(Records shown Opens)

PR #533, opened 2025-11-16
[API 2] CluDL and EnCluDL

jpaillard:


examples/plot_2D_simulation_example.py
```diff
@@ -1,361 +1,322 @@
...
-significantly the spatial uncertainty compared to clustered inference
-algorithms which consider only one spatial compression.
-
-References
-----------
-.. footbibliography::
-
+In this example, we present how to perform inference on 2D simulated data. This setting
+is particularly challenging since the number of features (pixels in 2D) is much larger
+than the number of samples. We first illustrates the limitations of the Desparsified
```
bthirion:
```suggestion
than the number of samples. We first illustrate the limitations of the Desparsified
```

examples/plot_2D_simulation_example.py
```diff
@@ -1,361 +1,322 @@
...
+ax.legend(handles=legend_handles, loc="lower center")
+plt.tight_layout()
 
-# ensemble of clustered desparsified lasso (EnCluDL)
-list_ward, list_desparsified_lasso = ensemble_clustered_inference(
-    X_init,
-    y,
-    ward,
-    scaler_sampling=StandardScaler(),
+
```
bthirion: Maybe add a short comment here

bthirion (commented):
Started a pass on simulated data example.

examples/plot_2D_simulation_example.py
jpaillard: done

test/test_base_variable_importance.py
```diff
@@ -168,18 +169,16 @@ def test_selection_fdr_one_minus_pvalue(self, set_100_variable_sorted):
         vi = set_100_variable_sorted
         true_value = np.arange(100) >= 34
         selection = vi.fdr_selection(fdr=0.9, alternative_hypothesis=True)
```
bthirion: This test does simply not make sense. It can be removed.

bthirion (commented):
LGTM overall.

examples/plot_fmri_data_example.py
lionelkusch: If you remove the try except, you should remove these lines.

src/hidimstat/ensemble_clustered_inference.py
```diff
@@ -1,593 +1,446 @@
...
+        Returns
+        -------
+        self : EnCluDL
+            Fitted estimator.
+        """
+        rng = check_random_state(self.random_state)
+
+        def _fit_one(rng_spawned):
+            clu_dl = CluDL(
+                desparsified_lasso=deepcopy(self.desparsified_lasso),
```
lionelkusch: You should not use deepcopy but clone from sciklearn because deepcopy can't have some issue.

examples/plot_digits.py
```diff
@@ -0,0 +1,181 @@
...
+
+
+# %%
+# Performing inference on handwritten digits is challenging because the images are not
+# perfectly aligned, and the pixel regions occupied by digits vary from one image to
+# another. However, using EnCluDL, we can still identify clusters of pixels that are
+# statistically significant for the classification tasks. For example, we can detect
+# the bottom left portion of the loop when distinguishing between digits 0 and 9, the
+# bottom left corner of digit 4 when distinguishing between digits 4 and 7, and the
+# central vertical stroke when distinguishing between digits 0 and 1.
```
bthirion: Just wondering: does the result look nicer with more bootstraps ? If yes, it would be worth doing it.

test/test_ensemble_clustered_inference.py
```diff
@@ -6,92 +6,165 @@
...
+from hidimstat._utils.scenario import (
+    multivariate_simulation,
+    multivariate_simulation_spatial,
 )
+from hidimstat.statistical_tools.multiple_testing import fdp_power
 
 
-# Scenario 1: data with no temporal dimension
-def test_clustered_inference_no_temporal():
+def fdp_power_spatially_relaxed(
```
bthirion:
```suggestion
def spatially_relaxed_fdp_power(
```

bthirion (commented):
LGTM.

examples/plot_digits.py
jpaillard: Unfortunatly no. I tried with 50 and it's almost the same. WDYT about this example? Should it be merged?

bthirion (approved):

PR #541, opened 2025-12-01
[CORE] remove `one_minus_pval` attribute, add `fwer_selection` 

jpaillard:
### Changes in the core API 
 - Remove the attribute `one_minus_pval` from `BaseVariableImportance`, it is now only computed as an intermediate step of `fdr_selection` when `two_tailed_test=True`
 - `one_minus_pval` was used in some examples for FWER control. I also added a method `fwer_selection` which currently only supports the Bonferroni procedure.  
 - The output of both methods is a mask with 0 if non-selected, 1 if selected. If `two_tailed_test=True`, -1 for negative effects. 
 - By default, for `BaseVariableImportance`, `two_tailed_test=False`. For DL, CluDL, EnCluDL, this default is overwritten to `True`

### Other changes (most of the diff) 
 - update examples using `one_minus_pval`. Replace with `fwer_selection`
 - Add tests for coverage of new methods
 - Modify existing tests. To test fdr_selection, repeat multiple draws and test that the empirical fdr is below the target.

### DIFF
--- a/test/test_base_variable_importance.py
+++ b/test/test_base_variable_importance.py
@@ -489,6 +489,9 @@ def test_fwer_selection():
     assert np.mean(false_discovery_list) < target_fdr + test_tol
     assert np.mean(power_list) > 0.4 - test_tol
 
+    with pytest.raises(ValueError, match="Only 'bonferroni' procedure is supported"):
+        vim.fwer_selection(fwer=0.1, procedure="invalid_procedure")
+
 
 def test_clustered_fwer_selection():
     """


examples/plot_fmri_data_example.py
```diff
@@ -268,15 +270,19 @@ def plot_map(
     )
 
 
+pval_cludl, _, one_minus_pval_cludl, _ = pval_from_two_sided_pval_and_sign(
```
bthirion: Can't we avoid the `one_minus_pval_cludl` here ?

src/hidimstat/base_variable_importance.py
```diff
@@ -272,39 +280,90 @@ def fdr_selection(
...
             )
-            selected_pvalues = self.pvalues_ <= threshold_pvalues
-        else:
-            selected_pvalues = np.zeros_like(self.pvalues_, dtype=bool)
-
-        # selection on 1-pvalue
-        if alternative_hypothesis is None or alternative_hypothesis:
             threshold_one_minus_pvalues = fdr_threshold(
-                self.one_minus_pvalues_,
+                one_minus_pval,
```
bthirion: can't we get rid of it ?

src/hidimstat/base_variable_importance.py
```diff
@@ -272,39 +280,90 @@ def fdr_selection(
...
+        Performs feature selection based on Family-Wise Error Rate (FWER) control.
+
+        Parameters
+        ----------
+        fwer : float
+            The target family-wise error rate level (between 0 and 1)
+        procedure : {'bonferroni'}, default='bonferroni'
+            The FWER control method to use:
+            - 'bonferroni': Bonferroni correction
+        n_tests : int or None, default=None
```
bthirion: why would `n_tests` differ from `len(self.pvalues_)` ?

src/hidimstat/base_variable_importance.py
```diff
@@ -272,39 +280,90 @@ def fdr_selection(
...
+            if n_tests is None:
+                if hasattr(self, "clustering_"):
+                    print("Using number of clusters for multiple testing correction.")
+                    n_tests = self.clustering_.n_clusters_
+                else:
+                    print("Using number of features for multiple testing correction.")
+                    n_tests = self.importances_.shape[0]
+            threshold_pvalue = fwer / n_tests
+            selected = (self.pvalues_ < threshold_pvalue).astype(int)
+            if two_tailed_test:
```
bthirion: here we should set threshold_pvalue to fwer / (2 * n_tests)

test/test_base_variable_importance.py
```diff
@@ -113,47 +117,56 @@ def test_selection_threshold_max(self, set_100_variable_sorted):
...
+    """
+    bh_fdp_list = []
+    bhy_fdp_list = []
+    bh_power_list = []
+    bhy_power_list = []
+    n_features = 100
+    target_fdr = 0.1
+    test_tol = 0.1
+
+    for _ in range(500):
```
bthirion: oops, that's a lot !

src/hidimstat/base_variable_importance.py
jpaillard: done

test/test_desparsified_lasso.py
```diff
@@ -93,82 +109,96 @@ def test_desparsified_group_lasso():
...
+            ).fit(X, y)
+        importances = desparsified_lasso.importance()
+
+        assert_almost_equal(importances, beta, decimal=1)
+
+        important = beta[:, 0] != 0
+
+        assert_almost_equal(importances, beta, decimal=1)
+        selected = desparsified_lasso.fwer_selection(fwer=alpha, two_tailed_test=False)
+        fdp, power = fdp_power(np.where(selected)[0], np.where(important)[0])
```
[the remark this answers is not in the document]
jpaillard: I replaced by a test that the empirical FWER (over 10 repeats) is lower than the target.

examples/plot_2D_simulation_example.py
```diff
@@ -86,9 +86,7 @@
 dl.fit_importance(X_init, y)
 
 # compute estimated support (first method)
-selected_dl = (dl.pvalues_ < (fwer_target / 2) / n_features) | (
-    dl.one_minus_pvalues_ < (fwer_target / 2) / n_features
-)
+selected_dl = dl.fwer_selection(fwer=fwer_target / 2, n_tests=n_features)
```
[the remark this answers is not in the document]
bthirion: can we fix that ?

src/hidimstat/base_variable_importance.py
bthirion: Thx. Can you remove the division by 2 from examples ?

examples/plot_2D_simulation_example.py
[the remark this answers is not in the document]
jpaillard: yes, I forgot to push the changes on the 2D simulation when making the reviews. It should be good now.

bthirion:
One line remains untested. Cna you make sure to test it ? Thx !

bthirion (approved):
LGTM, thx !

(Records shown Closes)

• What to do: Note each line above that holds "lionelkusch", then copy all of them.

• Result for this task:
lionelkusch: If you remove the try except, you should remove these lines.
lionelkusch: You should not use deepcopy but clone from sciklearn because deepcopy can't have some issue.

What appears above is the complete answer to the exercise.